- Listed entries -
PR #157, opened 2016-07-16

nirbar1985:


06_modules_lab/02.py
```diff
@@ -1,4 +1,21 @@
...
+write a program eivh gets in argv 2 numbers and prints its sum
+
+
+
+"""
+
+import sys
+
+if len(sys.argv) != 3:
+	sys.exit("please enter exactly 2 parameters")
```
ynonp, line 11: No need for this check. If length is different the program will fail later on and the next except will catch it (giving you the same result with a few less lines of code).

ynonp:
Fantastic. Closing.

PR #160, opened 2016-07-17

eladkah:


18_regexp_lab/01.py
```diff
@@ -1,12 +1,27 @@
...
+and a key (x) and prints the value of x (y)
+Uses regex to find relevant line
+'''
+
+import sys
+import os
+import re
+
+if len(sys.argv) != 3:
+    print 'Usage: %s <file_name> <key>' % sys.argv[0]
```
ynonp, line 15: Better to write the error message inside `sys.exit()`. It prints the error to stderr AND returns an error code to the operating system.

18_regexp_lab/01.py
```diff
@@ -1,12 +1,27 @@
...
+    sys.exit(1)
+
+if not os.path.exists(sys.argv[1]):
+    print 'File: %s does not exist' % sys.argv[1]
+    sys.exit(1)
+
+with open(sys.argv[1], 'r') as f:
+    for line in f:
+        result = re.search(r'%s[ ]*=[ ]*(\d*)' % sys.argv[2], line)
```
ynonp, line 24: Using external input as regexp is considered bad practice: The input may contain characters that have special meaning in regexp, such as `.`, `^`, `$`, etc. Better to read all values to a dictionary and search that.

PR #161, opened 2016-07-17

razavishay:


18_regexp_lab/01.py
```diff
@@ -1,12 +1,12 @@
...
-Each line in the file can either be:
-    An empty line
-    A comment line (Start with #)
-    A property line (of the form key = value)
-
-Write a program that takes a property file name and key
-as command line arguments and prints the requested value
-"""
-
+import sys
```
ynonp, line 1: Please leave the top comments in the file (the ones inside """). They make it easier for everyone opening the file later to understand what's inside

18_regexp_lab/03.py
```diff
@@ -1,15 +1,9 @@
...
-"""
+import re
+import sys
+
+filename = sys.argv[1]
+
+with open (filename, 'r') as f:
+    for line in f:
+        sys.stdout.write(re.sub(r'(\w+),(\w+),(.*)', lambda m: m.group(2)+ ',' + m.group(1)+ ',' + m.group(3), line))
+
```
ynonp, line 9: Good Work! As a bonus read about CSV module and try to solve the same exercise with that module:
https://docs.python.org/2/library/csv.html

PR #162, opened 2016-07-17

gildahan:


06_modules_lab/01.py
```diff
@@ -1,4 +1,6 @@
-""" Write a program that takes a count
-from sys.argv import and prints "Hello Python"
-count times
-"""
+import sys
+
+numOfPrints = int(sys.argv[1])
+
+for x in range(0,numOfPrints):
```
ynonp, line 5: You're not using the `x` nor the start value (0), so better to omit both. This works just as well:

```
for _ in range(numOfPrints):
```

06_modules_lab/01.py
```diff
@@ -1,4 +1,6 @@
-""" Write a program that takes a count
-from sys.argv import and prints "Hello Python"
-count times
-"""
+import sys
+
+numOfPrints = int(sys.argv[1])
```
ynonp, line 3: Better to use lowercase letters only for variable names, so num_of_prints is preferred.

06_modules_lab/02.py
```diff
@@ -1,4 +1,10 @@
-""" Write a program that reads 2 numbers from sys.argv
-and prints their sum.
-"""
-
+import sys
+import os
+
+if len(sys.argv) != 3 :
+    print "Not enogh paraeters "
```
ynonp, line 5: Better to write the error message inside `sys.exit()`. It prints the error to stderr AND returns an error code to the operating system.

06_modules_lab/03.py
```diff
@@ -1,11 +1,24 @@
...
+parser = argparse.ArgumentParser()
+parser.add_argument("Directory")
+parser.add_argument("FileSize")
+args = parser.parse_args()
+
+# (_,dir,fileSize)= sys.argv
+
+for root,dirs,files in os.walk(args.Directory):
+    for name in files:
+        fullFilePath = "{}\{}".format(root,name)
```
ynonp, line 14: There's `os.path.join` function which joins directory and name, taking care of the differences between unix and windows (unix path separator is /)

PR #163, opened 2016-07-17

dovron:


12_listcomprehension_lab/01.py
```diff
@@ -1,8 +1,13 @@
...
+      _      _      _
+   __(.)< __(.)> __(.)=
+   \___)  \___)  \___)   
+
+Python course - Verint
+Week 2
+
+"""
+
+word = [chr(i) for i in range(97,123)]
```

--

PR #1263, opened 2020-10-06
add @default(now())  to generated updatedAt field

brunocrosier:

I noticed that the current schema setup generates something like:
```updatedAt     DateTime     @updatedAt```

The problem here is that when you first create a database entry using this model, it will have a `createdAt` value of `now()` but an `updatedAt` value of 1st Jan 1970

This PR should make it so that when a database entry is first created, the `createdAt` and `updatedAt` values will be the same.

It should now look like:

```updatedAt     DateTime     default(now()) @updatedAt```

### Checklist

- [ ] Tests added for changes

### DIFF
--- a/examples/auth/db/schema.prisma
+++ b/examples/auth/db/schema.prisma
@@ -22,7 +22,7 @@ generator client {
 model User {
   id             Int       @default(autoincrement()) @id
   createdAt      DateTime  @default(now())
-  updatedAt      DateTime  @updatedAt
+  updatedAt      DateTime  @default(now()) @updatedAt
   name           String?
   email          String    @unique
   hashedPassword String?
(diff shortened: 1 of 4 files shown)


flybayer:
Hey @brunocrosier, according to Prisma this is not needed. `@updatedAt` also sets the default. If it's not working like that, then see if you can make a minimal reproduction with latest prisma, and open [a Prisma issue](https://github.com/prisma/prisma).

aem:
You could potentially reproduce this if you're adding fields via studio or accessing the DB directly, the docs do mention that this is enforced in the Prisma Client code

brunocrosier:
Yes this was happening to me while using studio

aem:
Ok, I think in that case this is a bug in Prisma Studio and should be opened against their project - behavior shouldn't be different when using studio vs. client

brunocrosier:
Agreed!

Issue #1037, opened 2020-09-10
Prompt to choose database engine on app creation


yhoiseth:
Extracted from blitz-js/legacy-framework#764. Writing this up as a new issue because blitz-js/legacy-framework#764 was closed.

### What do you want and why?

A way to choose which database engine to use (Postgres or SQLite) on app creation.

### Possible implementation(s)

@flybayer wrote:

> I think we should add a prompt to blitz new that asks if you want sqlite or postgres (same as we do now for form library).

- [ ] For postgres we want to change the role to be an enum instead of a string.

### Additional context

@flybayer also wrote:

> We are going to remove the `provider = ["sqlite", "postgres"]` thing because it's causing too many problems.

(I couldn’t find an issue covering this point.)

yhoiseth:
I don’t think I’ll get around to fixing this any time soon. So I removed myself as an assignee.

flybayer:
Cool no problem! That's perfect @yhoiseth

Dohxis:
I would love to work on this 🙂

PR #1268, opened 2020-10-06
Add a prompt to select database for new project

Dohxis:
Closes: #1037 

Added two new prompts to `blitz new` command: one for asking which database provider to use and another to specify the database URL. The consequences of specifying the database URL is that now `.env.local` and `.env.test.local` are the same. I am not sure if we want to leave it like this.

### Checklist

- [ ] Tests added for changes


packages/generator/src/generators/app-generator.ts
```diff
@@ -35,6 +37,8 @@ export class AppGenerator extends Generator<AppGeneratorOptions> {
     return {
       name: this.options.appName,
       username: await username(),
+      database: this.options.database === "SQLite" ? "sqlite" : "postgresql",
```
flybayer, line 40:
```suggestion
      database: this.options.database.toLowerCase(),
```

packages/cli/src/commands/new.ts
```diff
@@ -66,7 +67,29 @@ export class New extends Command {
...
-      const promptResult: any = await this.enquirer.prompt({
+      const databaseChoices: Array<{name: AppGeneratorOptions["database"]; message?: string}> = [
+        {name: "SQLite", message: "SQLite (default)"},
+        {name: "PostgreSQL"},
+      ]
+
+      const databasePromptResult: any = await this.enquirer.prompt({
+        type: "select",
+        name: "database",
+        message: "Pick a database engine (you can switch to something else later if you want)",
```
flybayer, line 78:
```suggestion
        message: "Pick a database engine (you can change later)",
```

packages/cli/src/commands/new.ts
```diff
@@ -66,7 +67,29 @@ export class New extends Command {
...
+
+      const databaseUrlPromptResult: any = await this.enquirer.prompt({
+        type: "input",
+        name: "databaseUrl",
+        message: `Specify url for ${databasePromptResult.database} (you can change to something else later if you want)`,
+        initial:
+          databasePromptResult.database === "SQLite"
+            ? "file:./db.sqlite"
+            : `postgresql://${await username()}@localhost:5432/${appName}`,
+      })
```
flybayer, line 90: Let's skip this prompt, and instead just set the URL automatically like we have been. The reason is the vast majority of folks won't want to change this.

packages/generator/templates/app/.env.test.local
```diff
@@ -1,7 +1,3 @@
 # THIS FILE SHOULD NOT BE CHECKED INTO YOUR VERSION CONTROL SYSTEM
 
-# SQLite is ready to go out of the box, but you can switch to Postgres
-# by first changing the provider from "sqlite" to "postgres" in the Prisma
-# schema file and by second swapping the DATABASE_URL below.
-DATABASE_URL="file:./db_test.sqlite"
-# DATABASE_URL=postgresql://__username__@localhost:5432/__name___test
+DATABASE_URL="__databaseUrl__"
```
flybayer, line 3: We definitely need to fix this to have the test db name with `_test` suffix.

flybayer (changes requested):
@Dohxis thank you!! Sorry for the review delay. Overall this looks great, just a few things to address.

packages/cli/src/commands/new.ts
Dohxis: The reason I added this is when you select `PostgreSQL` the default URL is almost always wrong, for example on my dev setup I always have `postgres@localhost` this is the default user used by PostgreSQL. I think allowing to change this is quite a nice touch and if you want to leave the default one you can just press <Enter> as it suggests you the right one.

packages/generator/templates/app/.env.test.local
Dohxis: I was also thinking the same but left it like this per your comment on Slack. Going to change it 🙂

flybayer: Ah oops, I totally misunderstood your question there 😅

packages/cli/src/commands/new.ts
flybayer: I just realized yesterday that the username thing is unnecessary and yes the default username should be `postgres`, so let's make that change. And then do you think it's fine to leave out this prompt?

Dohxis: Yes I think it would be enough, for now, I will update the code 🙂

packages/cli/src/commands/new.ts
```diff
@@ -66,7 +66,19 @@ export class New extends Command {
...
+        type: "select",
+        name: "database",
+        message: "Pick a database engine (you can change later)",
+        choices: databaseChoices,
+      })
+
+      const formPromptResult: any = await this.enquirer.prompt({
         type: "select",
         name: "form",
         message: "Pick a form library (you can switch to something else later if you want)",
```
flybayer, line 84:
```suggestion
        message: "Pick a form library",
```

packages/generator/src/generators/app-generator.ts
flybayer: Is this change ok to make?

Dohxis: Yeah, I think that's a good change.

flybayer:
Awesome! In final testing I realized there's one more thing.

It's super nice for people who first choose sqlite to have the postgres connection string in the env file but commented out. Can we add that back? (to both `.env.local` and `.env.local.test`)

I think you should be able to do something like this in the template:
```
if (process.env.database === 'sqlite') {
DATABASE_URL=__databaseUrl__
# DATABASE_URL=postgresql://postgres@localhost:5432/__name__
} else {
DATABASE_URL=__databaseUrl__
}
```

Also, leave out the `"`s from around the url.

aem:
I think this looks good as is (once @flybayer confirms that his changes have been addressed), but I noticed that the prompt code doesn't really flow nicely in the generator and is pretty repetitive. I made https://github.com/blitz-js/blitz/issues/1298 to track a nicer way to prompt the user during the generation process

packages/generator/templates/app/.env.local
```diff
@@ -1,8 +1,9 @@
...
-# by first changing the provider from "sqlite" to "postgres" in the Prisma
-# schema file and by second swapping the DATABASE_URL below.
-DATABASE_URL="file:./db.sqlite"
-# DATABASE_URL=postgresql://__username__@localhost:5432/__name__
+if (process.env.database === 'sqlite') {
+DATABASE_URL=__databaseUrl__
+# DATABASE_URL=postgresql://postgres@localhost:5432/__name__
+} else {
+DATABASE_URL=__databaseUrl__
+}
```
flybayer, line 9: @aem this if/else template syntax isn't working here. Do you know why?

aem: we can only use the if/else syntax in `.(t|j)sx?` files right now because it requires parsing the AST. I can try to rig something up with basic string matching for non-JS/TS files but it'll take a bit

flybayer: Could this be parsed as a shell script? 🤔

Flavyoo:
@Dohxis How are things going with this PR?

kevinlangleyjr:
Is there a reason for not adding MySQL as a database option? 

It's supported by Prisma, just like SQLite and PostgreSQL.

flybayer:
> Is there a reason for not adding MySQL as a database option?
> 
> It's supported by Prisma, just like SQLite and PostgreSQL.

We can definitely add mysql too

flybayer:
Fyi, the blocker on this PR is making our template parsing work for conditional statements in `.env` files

==

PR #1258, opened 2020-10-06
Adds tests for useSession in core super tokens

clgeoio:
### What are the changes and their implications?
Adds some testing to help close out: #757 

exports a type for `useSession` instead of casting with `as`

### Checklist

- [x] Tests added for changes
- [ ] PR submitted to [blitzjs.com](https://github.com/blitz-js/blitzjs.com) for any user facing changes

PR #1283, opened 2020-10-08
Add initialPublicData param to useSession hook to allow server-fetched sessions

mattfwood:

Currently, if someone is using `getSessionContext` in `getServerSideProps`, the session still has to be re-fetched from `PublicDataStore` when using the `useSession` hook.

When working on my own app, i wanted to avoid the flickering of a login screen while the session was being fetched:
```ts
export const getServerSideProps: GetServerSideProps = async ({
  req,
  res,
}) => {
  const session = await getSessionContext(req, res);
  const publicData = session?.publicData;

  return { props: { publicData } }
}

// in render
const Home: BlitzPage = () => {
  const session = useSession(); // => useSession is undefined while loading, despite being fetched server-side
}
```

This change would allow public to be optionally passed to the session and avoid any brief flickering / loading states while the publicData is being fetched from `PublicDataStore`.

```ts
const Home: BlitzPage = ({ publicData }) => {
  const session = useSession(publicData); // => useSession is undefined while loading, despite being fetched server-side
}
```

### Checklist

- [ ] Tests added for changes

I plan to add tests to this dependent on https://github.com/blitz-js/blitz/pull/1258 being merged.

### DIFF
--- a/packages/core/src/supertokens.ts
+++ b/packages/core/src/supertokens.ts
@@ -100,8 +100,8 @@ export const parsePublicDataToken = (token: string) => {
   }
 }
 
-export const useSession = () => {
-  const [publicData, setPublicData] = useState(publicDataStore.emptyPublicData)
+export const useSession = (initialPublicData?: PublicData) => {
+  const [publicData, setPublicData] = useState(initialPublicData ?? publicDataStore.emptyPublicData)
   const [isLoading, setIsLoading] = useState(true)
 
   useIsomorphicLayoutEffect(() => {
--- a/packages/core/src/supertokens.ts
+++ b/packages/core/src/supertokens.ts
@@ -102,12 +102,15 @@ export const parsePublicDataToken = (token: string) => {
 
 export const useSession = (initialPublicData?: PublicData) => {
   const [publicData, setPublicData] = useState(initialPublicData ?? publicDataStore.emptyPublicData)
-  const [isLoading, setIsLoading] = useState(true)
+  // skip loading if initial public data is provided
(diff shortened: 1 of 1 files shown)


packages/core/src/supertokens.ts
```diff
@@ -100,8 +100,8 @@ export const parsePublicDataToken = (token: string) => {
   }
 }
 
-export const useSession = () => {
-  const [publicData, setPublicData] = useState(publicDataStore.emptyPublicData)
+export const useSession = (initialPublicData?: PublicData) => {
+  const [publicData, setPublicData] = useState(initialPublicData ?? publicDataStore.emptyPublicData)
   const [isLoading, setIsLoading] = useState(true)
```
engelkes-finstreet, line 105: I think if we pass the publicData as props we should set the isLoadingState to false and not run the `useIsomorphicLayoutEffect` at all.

- Task statement -
Pick out and copy the lines of the entries that hold the string "engine".

- Result of this exercise -
Prompt to choose database engine on app creation
A way to choose which database engine to use (Postgres or SQLite) on app creation.
+        message: "Pick a database engine (you can switch to something else later if you want)",
        message: "Pick a database engine (you can change later)",
+        message: "Pick a database engine (you can change later)",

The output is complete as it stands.